Main panel capacity-amps and spaces?

Sub-panels are a great way to add power to a shop area. Why did you use MC cable?


----------



## rleete (Sep 20, 2011)

Electricity can KILL you instantly. With all the talk all the time on these forums about safety, this is one case where if you aren't positive, don't try it. Not only that, but it is illegal in NYS to not have a building permit and an inspection by a licensed electrician. Over 50% of house fires are caused by wiring. Don't mess with it if you don't know.

It's not as expensive as you might think anyway; I had my garage rewired including 220V, a 50' trench from the house with conduit, all boxes, breakers and outlets and it was $650. It would have cost me over $350 in parts, and they were done in a day.
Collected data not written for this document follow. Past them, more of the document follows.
PR #357, opened 2026-02-26
Add excluded apps config to Android

johnmaguire:
Allows users to exclude apps from using the VPN - this is necessary for apps which need to speak to RFC 1918 space, such as IoT devices or cameras, despite the fact that the VPN does not advertise routes for this space.

Uses a 2-phase load for the app icons to avoid an observed slow load of the excluded apps page.

Uninstalled disabled apps are shown at the top, then installed & disabled, then forced disabled apps (the existing hardcoded apps), then all other apps.

image

Tested the behavior with an app that fails without disallowing it.

### DIFF
--- a/android/app/src/main/kotlin/net/defined/mobile_nebula/MainActivity.kt
+++ b/android/app/src/main/kotlin/net/defined/mobile_nebula/MainActivity.kt
@@ -183,7 +183,9 @@ class MainActivity: FlutterActivity() {
 
                 Gson().toJson(apps)
             }
-            result.success(json)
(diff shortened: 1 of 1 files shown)


JackDoan:
Yeah my immediate reaction was "I bet someone is gonna want to only filter some apps sometimes"

nbrownus:
I think for most folks having it on the site is going to be just fine and likely 100% more obvious than if it was hidden in the app settings screen. It's mostly just a bit of a bummer if you have more than 1 site.

PR #361, opened 2026-03-03
Remove IncomingSite, muck with config less in the intermediate layers

nbrownus:
Alternative approach to #358 for config shenanigans 

This adds support for full yaml import.

### DIFF
--- a/android/app/src/main/kotlin/net/defined/mobile_nebula/Sites.kt
+++ b/android/app/src/main/kotlin/net/defined/mobile_nebula/Sites.kt
@@ -331,7 +331,10 @@ class Site(context: Context, siteDir: File) {
         // Parse rawConfig JSON to extract fields needed by VPN service and display
         val rawConfigMap: Map<String, Any?> = try {
             gson.fromJson(rawConfig, object : TypeToken<Map<String, Any?>>() {}.type) ?: emptyMap()
-        } catch (_: Exception) { emptyMap() }
+        } catch (err: Exception) {
+            errors.add("Failed to parse rawConfig: ${err.message}")
+            emptyMap()
+        }
 
         // Parse mtu from rawConfig
         mtu = getConfigInt(rawConfigMap, listOf("tun", "mtu")) ?: 1300
--- a/lib/models/site.dart
+++ b/lib/models/site.dart
@@ -93,6 +93,10 @@ class Site {
     }
   }
 
+  /// Parses site JSON without constructing a full Site (no EventChannel).
+  /// Useful for testing the parse/error logic.
+  static Map<String, dynamic> parseJson(Map<String, dynamic> json) => _fromJson(json);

Edit: I wired my own basement, so I'm not being Mr. Safety. But I finally got smart and made someone else do all the grunting and swearing.


----------



## HMF (Sep 21, 2011)

My current service (last photo) is only 100 Amps. I have the small standard box, and only a few slots are left.
I realize I should have a licensed electrician install a 200 Amp panel.

Luckily, the shop area (about 8x10) is next to the panel, so the length of the runs is short- even the one that has to go across the shop area to the other side for the VN mill, I would estimate about 10-12 feet only.


----------



## Kennyd (Sep 21, 2011)

Even though the runs are so short, I would absoluty consider a 60 amp sub panel to feed your new circuits. That way you will only use up two more spaces in the main panel leaving a little growing room.


----------



## HMF (Sep 21, 2011)

Question: Since I only have 100 amp service, in order to have a subpanel to handle the lathe, 2 mills and grinder, I need to upgrade my main panel to 200 amp, don't I? Also, what amperage should the subpanel be?


This sounds like a job for my electrician.

Thanks,


Nelson


----------



## November X-ray (Sep 21, 2011)

Nelson, you can add 60 amp sub panel to what you have if you do not overload the 100 amp main with the entire load. If you upgrade to 200 amp service, you need to ensure that either the main feed wiring is capable of handling 200 amps as well as the power companies transformer or change out the wires to the meter (your responsibility typically and from the meter to the transformer is normally the power companies responsibility) to handle the 200 amp service.

From your picture it appear to have 5 spaces available for standard sized breakers (1") or ten 1/2" sized breakers. Please check with your applicable agency (city, county, whatever) codes before you get too deep into it or as you say hire a locally licensed electrician and let him handle it.


I have a question, is that your gas meter I see in the picture??? Most codes require there to be 15 feet of separation between the arc potential and a thread or flanged gas connection. Just asking??


----------



## HMF (Sep 21, 2011)

I'd better let the licensed electrician handle this.

The square box that shows through a cutout in some temporary plywood is a gas meter. The round meter next to the panel is electric. They have been that way for the 60 years the house is here.


Nelson

PS I could use an industrial machinery electrician in NYC also if I can find one.


----------



## November X-ray (Sep 21, 2011)

Just a thought here, there are potential issues with using an electrician if they do everything by the book meaning pulling a permit, having an inspection, etc, etc. as the permitting authority may require retroactivity and make you bring your 60 year old system up to today's standards. Or perhaps it will be someone with common sense and take care of it no problems!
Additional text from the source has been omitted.